Certes, voilà ce que j'ai vu cette nuit. Ayant quitté mon lit, je lavai mes mains dans une eau pure, et je m'approchai de l'autel pour y sacrifier, et j'offris le gâteau de fleur de farine aux daimones qui garantissent des calamités, et je vis un aigle se réfugier au foyer de Phoibos, et je restai muette de terreur, amis! Puis, je vis un épervier, se ruant de ses ailes rapides, déchirer la tête de l'aigle avec ses ongles. Et l'aigle épouvanté s'abandonnait à l'épervier. Ces choses terribles que j'ai vues vous les entendez. Certes, sachez-le, si mon fils a une heureuse fortune, il sera le plus glorieux des hommes. S'il lui arrive malheur, il n'aura nuls comptes à rendre, et, s'il survit, il commandera toujours sur cette terre.

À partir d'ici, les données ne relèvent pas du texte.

PR #4016, opened 2024-08-08
Simplify duplicate importmap handling

dzbarsky:
Starlark cleanup and perf improvement - saves around 250ms on buildbuddy

- It's more efficient to ignore a duplicate archive inside the action vs in analysis phase
- I belive `_transitive_archives_without_test_archives` is no longer needed due to the `recompile_external_deps` machinery for tests
- This allows to remove some data from the providers as well

Fixes #

**Other notes for review**

### DIFF
--- a/go/private/actions/link.bzl
+++ b/go/private/actions/link.bzl
@@ -106,13 +106,11 @@ def emit_link(
     if go.mode.link == LINKMODE_PLUGIN:
         tool_args.add("-pluginpath", archive.data.importpath)
 
+    if go.coverage_enabled and go.coverdata:
+        test_archives = list(test_archives) + [go.coverdata.data]
+
     arcs = depset(test_archives, transitive = [d.transitive for d in archive.direct])
     builder_args.add_all(arcs, before_each = "-arc", map_each = _format_archive)
-
-    if (go.coverage_enabled and go.coverdata):
-        # The linker knows to exclude the coverdata archive if it's already included in `arcs`.
-        builder_args.add("-arc", _format_archive(go.coverdata.data))
-
     builder_args.add("-package_list", go.sdk.package_list)
 
     # Build a list of rpaths for dynamic libraries we need to find.
--- a/go/private/actions/link.bzl
+++ b/go/private/actions/link.bzl
@@ -106,10 +106,24 @@ def emit_link(
     if go.mode.link == LINKMODE_PLUGIN:
         tool_args.add("-pluginpath", archive.data.importpath)
 
-    if go.coverage_enabled and go.coverdata:
-        test_archives = list(test_archives) + [go.coverdata.data]
+    # TODO(zbarsky): Bazel versions older than 7.2.0 do not properly deduplicate this dep
+    # Can replace with the following once we support Bazel 7.2.0+ only:
+    #    if go.coverage_enabled and go.coverdata:
+    #        test_archives = list(test_archives) + [go.coverdata.data]
+    #    arcs = depset(test_archives, transitive = [d.transitive for d in archive.direct])
 
-    arcs = depset(test_archives, transitive = [d.transitive for d in archive.direct])
+    if go.coverage_enabled and go.coverdata:
+        potentially_duplicated_arcs = depset(test_archives + [go.coverdata.data], transitive = [d.transitive for d in archive.direct]).to_list()
+        importmaps = {}
+        arcs = []
+        for arc in potentially_duplicated_arcs:
+            if arc.importmap in importmaps:
+                continue
+            importmaps[arc.importmap] = True
+            arcs.append(arc)
+    else:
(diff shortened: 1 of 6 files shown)


dzbarsky:
This one needs more work

go/private/actions/link.bzl
```diff
@@ -241,41 +212,3 @@ def _extract_extldflags(gc_linkopts, extldflags):
         else:
             filtered_gc_linkopts.append(opt)
     return filtered_gc_linkopts, extldflags
-
-def _check_conflicts(arcs):
-    importmap_to_label = {}
-    for arc in arcs:
-        if arc.importmap in importmap_to_label:
```
dzbarsky, line 248: `link.go` checks for this while computing `dedupedArchives`

go/private/actions/link.bzl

Nous ne voulons, mère, ni t'inquiéter par nos paroles, ni te rassurer. Prie les dieux. Si tu as vu quelque chose de sinistre, supplie-les de le détourner de toi, et qu'ils accomplissent tout ce qu'il y a d'heureux pour toi, pour tes enfants, pour le royaume et pour tes amis! Puis, il te faut faire des libations à la terre et aux morts. Prie aussi pour que ton époux Daréios, que tu as vu, dis-tu, dans ton sommeil, envoie à la lumière, du fond de la terre, les prospérités à toi et à ton fils, et pour qu'il retienne et cache les calamités dans les ténèbres souterraines. Divinateur bienveillant, je te donne ces conseils; mais je crois que toutes ces choses sont d'un heureux présage.